Si on a eu le sentiment, aussitôt après la victoire électorale de Syriza, que les nouveaux dirigeants grecs avaient quelque peu modéré leurs exigences, il n’en fut rien. La visite de Yanis Varoufakis, le sympathique et décontracté ministre grec de l’Économie, dans les capitales européennes, avait détendu la situation. Les dirigeants européens mettaient un point d’honneur à ne pas contester une élection parfaitement démocratique et qui satisfaisait les vœux d’une large majorité grecque. La nouvelle équipe au pouvoir entendait démontrer aux leaders européens qu’elle n’était nullement composée d’illuminés ou d’irresponsables, qu’elle avait des compétences, qu’elle avait bel et bien l’intention de réformer la Grèce.
D’emblée, il ne fut pas possible pour M. Varoufakis de trouver la moindre forme de complaisance pour un effacement partiel de la dette grecque. Bien entendu, c’est à Berlin qu’il trouva la réaction la plus hostile à ses plans, en la personne du ministre allemand de l’Économie, le très intransigeant Wolfgang Schaüble.
Le gouvernement grec ne pouvait pas s’étonner de l’attitude des Européens.
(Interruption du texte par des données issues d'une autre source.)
PR #45, opened 2020-05-06
refacto/feat: better handling of parser updates

kyazdani42:
Notes:
I didn't add the textobj module because i want this to be merged first.

Also the node_movement now works by moving between scopes, but will be disabled for languages without locals definitions.

To move with node movement, you need to define `parent_scope` `child_scope` `next_scope` and `previous_scope`.

For the node_movement to work as expected, the `locals.scm` should be describing the scopes as properly as they can, otherwise, it might be confusing for users to move around (right now, lua scopes are not complete at all). Also this will probably make it easier to create scopes as you can see what happens when you move from scope to scope.

I will add the documentation once this will be reviewed and tested properly.

features:
- [x]  node_movement is moving between scopes.
- [x] add selection initialization from normal mode
- [x] add a decremental selection

improvements:
- [x] attach to buffer to run tree parsing on change
- [x] run state update on `CursorMoved`
- [x] the buffer state is:
```lua
{
  cursor_pos = { row=row, col=col },
  current_node = node_under_cursor,
  selection = {
      range = nil, -- activates when starting a selection
      nodes = {} -- filling up when starting an incremental selection
  },
  parser = parser, -- parser for current buffer
}
```
- [x] refacto all the modules reliant on parsing the tree, update the current nodes, get the current nodes...

fixes:
- [x] fix `has_parser` to look for `.so` libraries
- [x] fix should select the whole file when selection root in selection

to roadmap:
- add proper textobj module
- buffer updates should run after a specified timeout (that might not be necessary)
- previous node/scope and next node/scope for selection

### DIFF
--- a/lua/nvim-treesitter.lua
+++ b/lua/nvim-treesitter.lua
@@ -1,15 +1,14 @@
 local api = vim.api
+
 local install = require'nvim-treesitter.install'
-local locals = require'nvim-treesitter.locals'
 local utils = require'nvim-treesitter.utils'
 local info = require'nvim-treesitter.info'
 local configs = require'nvim-treesitter.configs'
+local state = require'nvim-treesitter.state'
 
 local M = {}
 
--- This function sets up everythin needed for a given language
--- this is the main interface through the plugin
-function M.setup(lang)
+function M.setup()
   utils.setup_commands('install', install.commands)
   utils.setup_commands('info', info.commands)
   utils.setup_commands('configs', configs.commands)
@@ -18,33 +17,34 @@ function M.setup(lang)
     for _, mod in pairs(configs.available_modules()) do
       if configs.is_enabled(mod, ft) then
         local cmd = string.format("lua require'nvim-treesitter.%s'.attach()", mod)
-        api.nvim_command(string.format("autocmd FileType %s %s", ft, cmd))
+        api.nvim_command(string.format("autocmd NvimTreesitter FileType %s %s", ft, cmd))
       end
     end
+    local cmd = string.format("lua require'nvim-treesitter.state'.attach_to_buffer(%s)", ft)
+    api.nvim_command(string.format('autocmd NvimTreesitter FileType %s %s', ft, cmd))
   end
+
+  state.run_update()
 end
 
 function M.statusline(indicator_size)
-  local indicator_size = indicator_size or 1000
-  local expr = require"nvim-treesitter.utils".expression_at_point()
-  local current_node =
-    require'nvim-treesitter.node_movement'.current_node[api.nvim_get_current_buf()]
+  local indicator_size = indicator_size or 100
+  local bufnr = api.nvim_get_current_buf()
+  local buf_state = state.get_buf_state(bufnr)
+  if not buf_state then return "" end
 
-  local indicator = ""
+  local current_node = buf_state.current_node
+  if not current_node then return "" end
+
+  local expr = current_node:parent()
+  local prefix = ""
+  if expr then
+    prefix = "->"
+  end
+
+  local indicator = current_node:type()
   while expr and (#indicator + #(expr:type()) + 5) < indicator_size do
-
-    local prefix = ""
-    if expr:parent() then
-      prefix = "->"
-    end
-
-
-    if expr == current_node then
-      indicator = string.format("%s[%s]%s", prefix, expr:type(), indicator)
-    else
-      indicator = prefix .. expr:type() .. indicator
-    end
-
+    indicator = expr:type() .. prefix .. indicator
     expr = expr:parent()
   end
 
--- a/lua/nvim-treesitter/configs.lua
+++ b/lua/nvim-treesitter/configs.lua
@@ -1,6 +1,8 @@
 local api = vim.api
+
 local queries = require'nvim-treesitter.query'
-local parser_utils = require'nvim-treesitter.parsers'
+local utils = require'nvim-treesitter.utils'
+
 local parsers = {}
 
 parsers.javascript = {
@@ -218,28 +220,28 @@ local config = {
       enable = false,
       disable = {},
       keymaps = {
+        init_selection="gnn",
         node_incremental="grn",
-        scope_incremental="grc"
+        scope_incremental="grc",
+        node_decremental="grm"
       },
-      is_supported = function() return true end
+      is_supported = function(ft)
+        return queries.get_query(ft, 'locals')
+      end
     },
     node_movement = {
       enable = false,
       disable = {},
-      is_supported = function() return true end,
+      is_supported = function(ft)
+        return queries.get_query(ft, 'locals')
+      end,
       keymaps = {
-        move_up = "<a-k>",
-        move_down = "<a-j>",
-        move_left = "<a-h>",
-        move_right = "<a-l>",
+        parent_scope = "<a-k>",
+        child_scope = "<a-j>",
+        next_scope = "<a-l>",
+        previous_scope = "<a-h>",
       },
-    },
-    -- folding = {
-    --   enable = false,
-    --   disable = {},
-    --   keymaps = {},
-    --   is_supported = function() return false end
-    -- }
+    }
   },
   ensure_installed = nil
 }
@@ -279,12 +281,12 @@ local function enable_all(mod, ft)
     end
   end
   if ft then
-    if parser_utils.has_parser(ft) then
+    if utils.has_parser(ft) then
       enable_mod_conf_autocmd(mod, ft)
     end
   else
     for _, ft in pairs(M.available_parsers()) do
-      if parser_utils.has_parser(ft) then
+      if utils.has_parser(ft) then
         enable_mod_conf_autocmd(mod, ft)
       end
     end
@@ -364,7 +366,7 @@ M.commands = {
 -- @param mod: module (string)
 -- @param ft: filetype (string)
 function M.is_enabled(mod, ft)
-  if not M.get_parser_configs()[ft] or not parser_utils.has_parser(ft) then
+  if not M.get_parser_configs()[ft] or not utils.has_parser(ft) then
     return false
   end
 
@@ -378,6 +380,7 @@ function M.is_enabled(mod, ft)
   for _, parser in pairs(module_config.disable) do
     if ft == parser then return false end
   end
+
   return true
 end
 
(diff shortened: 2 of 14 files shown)


kyazdani42:
@theHamsta @vigoux 
I've tested node_movement a bit, and the behaviour is a little bit unexpected. It's hard to guess which node the cursor is going to jump on, and sometimes it is blocked for no good reason.
I've tried to make the behaviour more consistent, but i did not manage to achieve it.

What should we do ? from a user's perspective i wouldn't use this feature as it feels kind of broken and the default vim behaviour to move around is easier to understand.

I wish we could find something to make this feature really useful, i'm pretty sure it has some potential we have yet to discover, but in the current state, i'm not all in to keep it.
if i can think of something, i'll implement it. If you can think of something, feel free to share, and we will discuss implementation details.

theHamsta:
One part one the problem is, that the grammars for the different languages differ drastically in granularity. So you have to go deeper in node-hierarchy for some languages than for other. It's a lot better with highlighting, when you see at what level you currently are.

Also setting the jump list is a must for this feature since you often want to go back where you were after going `up`. None of these tips was working for me: https://stackoverflow.com/questions/19195160/push-a-location-to-the-jumplist.

Maybe it is also worth it to turn off the extra magic of node_movement or make it configurable (extra magic is the two `true` when calling `get_next_node`). Switching parents while keeping the level might be unexpected.

kyazdani42:
The jump list would actually not be too hard to implement, i already did something like that for the selection (i have a list of ranges to go back if i want to).

So jumping from scope to scope, or jumping from important node to important node would be better.
Maybe the behaviour should be changed, instead of having 'up' or 'down' movement, we could have something like `inner_scope` `outer_scope` `next_scope` `previous_scope` ?

Also we might want to disable the feature if the `locals.scm` file is not present for a language, thus focusing the feature on the specifity of each language.

kyazdani42:
also from the documentation:
`You can explicitly add a jump by setting the ' mark with "m'".  Note
that calling setpos() does not do this.`
But as i recall it didn't work for us

lua/nvim-treesitter/node_movement.lua
```diff
@@ -1,88 +1,76 @@
...
+      end
+    end
+  end,
+  [NodeMovementKind.left] = function(node)
+    return ts_utils.get_previous_node(node, true, true)
+  end,
+  [NodeMovementKind.right] = function(node)
+    return ts_utils.get_next_node(node, true, true)
+  end,
+}
```
theHamsta, line 36: :+1:

lua/nvim-treesitter/node_movement.lua
```diff
@@ -1,88 +1,76 @@
...
-      destination_node = utils.get_next_node(current_node, true, true)
-    end
-    M.current_node[buf] = destination_node or current_node
-  end
+  local destination_node = get_node_fn[kind](current_node)
 
   if destination_node then
-    node_start_to_vim(destination_node)
+    local row, col = destination_node:start()
+    vim.fn.setpos(".", { buf, row+1, col+1, 0 })
```
theHamsta, line 51: Could you set `m'`? Apparently, this is the offical ways to set jumps though it was not working in every case for me

lua/nvim-treesitter/node_movement.lua
```diff
@@ -1,88 +1,76 @@
...
+    return ts_utils.get_previous_node(node, true, true)
+  end,
+  [NodeMovementKind.right] = function(node)
+    return ts_utils.get_next_node(node, true, true)
+  end,
+}
 
 M.do_node_movement = function(kind)
-  local buf, line, col = unpack(vim.fn.getpos("."))
+  local buf = api.nvim_get_current_buf()
```
theHamsta, line 39: Finally, this is fixed :yum: ! My bad that I didn't realize this in the beginning.

lua/nvim-treesitter/ts_utils.lua
```diff
@@ -0,0 +1,103 @@
...
+--- Gets the actual text content of a node
+-- @param node the node to get the text from
+-- @param bufnr the buffer containing the node
+-- @return list of lines of text of the node
+function M.get_node_text(node, bufnr)
+  local bufnr = bufnr or api.nvim_get_current_buf()
+  if not node then return {} end
+
+  -- We have to remember that end_col is end-exclusive
+  local start_row, start_col, end_row, end_col = node:range()
```
theHamsta, line 14: I really hate `node:range()`. We could think about using the LSP ranges in another refactor PR:
```lua
function M.node_to_lsp_range(node)
  local start_line, start_col, end_line, end_col = node:range()
  local rtn = {}
  rtn.start = { line = start_line, character = start_col }
  rtn['end'] = { line = end_line, character = end_col }
  return rtn
end
```

theHamsta:
The refactoring look nice for me so far. It really cleans up the code!

lua/nvim-treesitter/node_movement.lua
kyazdani42: in the documentation they explicitly say setpos doesn't allow setting marks. i'll try it though.

lua/nvim-treesitter/ts_utils.lua
kyazdani42: i agree it is quite disturbing, we should do something like that indeed.

lua/nvim-treesitter/node_movement.lua
kyazdani42: actually the node_movement is not working properly, i'm currently rewriting it

theHamsta:
Regarding the node_movement / node shifting. It's really nice for lisp where it's obvious on which node you are. Node shifting for other languages makes only at some levels of the node hierarchy sense. 

lisp

nvim-treesitter finally enables a hack-free paredit/vim-sexp!

kyazdani42:
> nvim-treesitter finally enables a hack-free paredit/vim-sexp!

This is really cool ! I don't know if it will match the new way of moving between nodes though ... I'm gonna push some modifications soon, you'll be able to try it out by yourself and tell me if it is still convenient

lua/nvim-treesitter/ts_utils.lua
vigoux: Or we should modify the way `node:range` works on neovim's side.

lua/nvim-treesitter/ts_utils.lua
```diff
@@ -0,0 +1,211 @@
...
+  local iter_node = node
+
+  while iter_node ~= nil do
+    local row_, col_ = iter_node:start()
+    if vim.tbl_contains(scopes, iter_node) and (row_+1 ~= row or col_ ~= col) then
+      return iter_node
+    end
+    iter_node = iter_node:parent()
+  end
+end
```
vigoux, line 122: Why not using this in `scope_incremental` ?

lua/nvim-treesitter/state.lua
```diff
@@ -0,0 +1,114 @@
...
+    selection = {
+      range = nil,
+      nodes = {}
+    },
+    parser = parser,
+  }
+
+  M.update()
+  api.nvim_buf_attach(bufnr, false, {
+      -- TODO(kyazdani): on lines should only parse the changed content
```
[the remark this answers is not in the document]
kyazdani42: yes, we could actually look at bfredl's bytetrack implementation

lua/nvim-treesitter/ts_utils.lua
kyazdani42: parent_scope behave relative to the start of the cursor position. It is a little bit disturbing, but the incremental selection behaves relative to selection ranges. Though scope_incremental could use the `containing scope` function

lua/nvim-treesitter/incremental_selection.lua
```diff
@@ -1,77 +1,108 @@
...
 end)
 
 M.scope_incremental = select_incremental(function(node)
-  if node then
-    return utils.smallest_containing_scope(node:parent() or node)
+  local scopes = locals.get_scopes(bufnr)
+  local current = node:parent()
+  while current ~= nil and not vim.tbl_contains(scopes, current) do
+    current = current:parent()
   end
```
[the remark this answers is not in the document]
kyazdani42: well containing_scope already does that.

lua/nvim-treesitter/configs.lua
```diff
@@ -218,28 +220,28 @@ local config = {
...
       keymaps = {
-        move_up = "<a-k>",
-        move_down = "<a-j>",
-        move_left = "<a-h>",
-        move_right = "<a-l>",
+        parent_scope = "tk",
+        child_scope = "tj",
+        next_scope = "tl",
+        previous_scope = "th",
       },
```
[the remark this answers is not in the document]
kyazdani42: Well I tried to use the node movement, and it really made no sense to me, i am used to move around with the regular vim motions which is still the best way to move in vim imho. 

But in most languages (aka lua, c, rust, c++, java,(*script)...) you are moving a lot between scopes. I'm not a python developer, but it seems to me that `if` and `for` still kind of represent scope, delimited by tabulations though.

Maybe node movement would be better for something like switching nodes as you showed earlier. That's why i left those functions around.

The issue with the nodes representing multiple nodes at the same cursor position is actually pretty disturbing, that's why i decided to just use the smallest named node under the cursor, so we have more control over what we want to do. Because you can expand from there to a bigger scope.

But i'd have to say, even with the scope movement, i find it a little bit hard to understand how to move as quickly as i'm used to.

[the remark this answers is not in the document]
theHamsta: Ok. I get that. Then I move that stuff simply to my personal configuration.

I made Python locals.scm where I cheated also a little bit and made `for`/`while` scopes. Tt's possible but then you have to be careful whether people define scope by something they would like to move around or by the actual scoping rules variable.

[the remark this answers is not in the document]
theHamsta: Maybe it's then better to define movements for specific syntax nodes then? Like `next_function`/`previous_function`... vim has `]]` but that's only working on text not the real syntax.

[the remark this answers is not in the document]
kyazdani42: i actually thought about this. Scope movement is quite disturbing, you never really know where you are going.

I think that instead of providing the bindings ourselves, we should let the users decide and provide utility functions so they can basically do what they want with it. 
I already started stabilizing the api with this PR, i will work on providing this api as simple as possible in my next PR.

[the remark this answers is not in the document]
vigoux: Pretty low level concern : the `t...` mappings are already used by default neovim. We may want to keep the previous ones.

lua/nvim-treesitter.lua
```diff
@@ -18,41 +17,25 @@ function M.setup(lang)
...
-
-    expr = expr:parent()
-  end
-
-  if expr then
-    return "..." .. indicator
-  else
-    return indicator
-  end
+  return current_node:sexpr()
```
vigoux, line 38: Why changing this ? It was useful to see the full path to the current node.

kyazdani42: Mmhh that's why i asked you to review this. `sexpr` already gives you the full node, i don't really know if getting the whole path will hold in a statusline. But i haven't tried it.

vigoux: The way it worked was displaying the path from root to the current node, truncating if it is too long, like so : 
```
...->block->call_expression->identifier
```
Or if everything fits:
```
source_file->function_item->block
```

(Examples using the Rust parser)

Certes, il est soutenu par des économistes prestigieux et même par des prix Nobel qui estiment que la politique d’austérité imposée à la Grèce par la troïka (BCE, Commission européenne et FMI) ne fait qu’appauvrir la Grèce et, en entraînant une croissance négative, l’empêche de dégager les excédents indispensables au remboursement des prêts contractés. Mais le nouveau gouvernement hérite d’une situation interne aggravée davantage par l’absence ou l’insuffisance de réformes que par la taille des emprunts. On pourrait même dire que le gouvernement de M. Tsipras, qui se revendique de la gauche, devrait avant toute chose, appliquer aux classes sociales grecques ses idées au lieu d’aller quémander une annulation de la dette.
Ce qui manque à la Grèce
En effet, les classes aisées de Grèce continuent à pratiquer joyeusement l’évasion fiscale. Pendant les années d’austérité, ce sont les classes moyennes et les retraités qui ont payé la facture tandis que les propriétaires de biens immobiliers continuaient d’échapper à la taxe foncière, que les armateurs menaçaient de donner à leurs navires des drapeaux étrangers si le gouvernement faisait mine de les taxer et que l’Église orthodoxe restait assise sur ses trésors. Ce n’est pas l’argent qui manque en Grèce, c’est le patriotisme des possédants. Dans ces conditions, n’est-il pas possible de dire qu’il est plus facile d’oublier la dette que d’aller chercher l’argent dans la poche de ceux qui l’ont ?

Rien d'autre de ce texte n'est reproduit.